**REQUIRED WORK**
With nothing added or dropped, copy the data that follows exactly.

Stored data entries
****************************************
PR #5776, opened 2022-06-13
Optimise creating validator statuses

ajsutton:
## PR Description
Enhanced for loop turns out to be faster than a stream (at least in this case) and avoid accessing fields from the Validator multiple times - while they are cached it incurs a cache lookup which adds up.

```
Before:
EpochTransitionBenchmark.createValidatorStatuses             400000  thrpt   10  11.028 ± 0.835  ops/s

After:
EpochTransitionBenchmark.createValidatorStatuses             400000  thrpt   10  15.271 ± 0.243  ops/s
```

## Documentation

## Changelog


rolfyone (approved):
LGTM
****************************************
**RESPONSE BELOW**
PR #5776, opened 2022-06-13
Optimise creating validator statuses

ajsutton:
## PR Description
Enhanced for loop turns out to be faster than a stream (at least in this case) and avoid accessing fields from the Validator multiple times - while they are cached it incurs a cache lookup which adds up.

```
Before:
EpochTransitionBenchmark.createValidatorStatuses             400000  thrpt   10  11.028 ± 0.835  ops/s

After:
EpochTransitionBenchmark.createValidatorStatuses             400000  thrpt   10  15.271 ± 0.243  ops/s
```

## Documentation

## Changelog


rolfyone (approved):
LGTM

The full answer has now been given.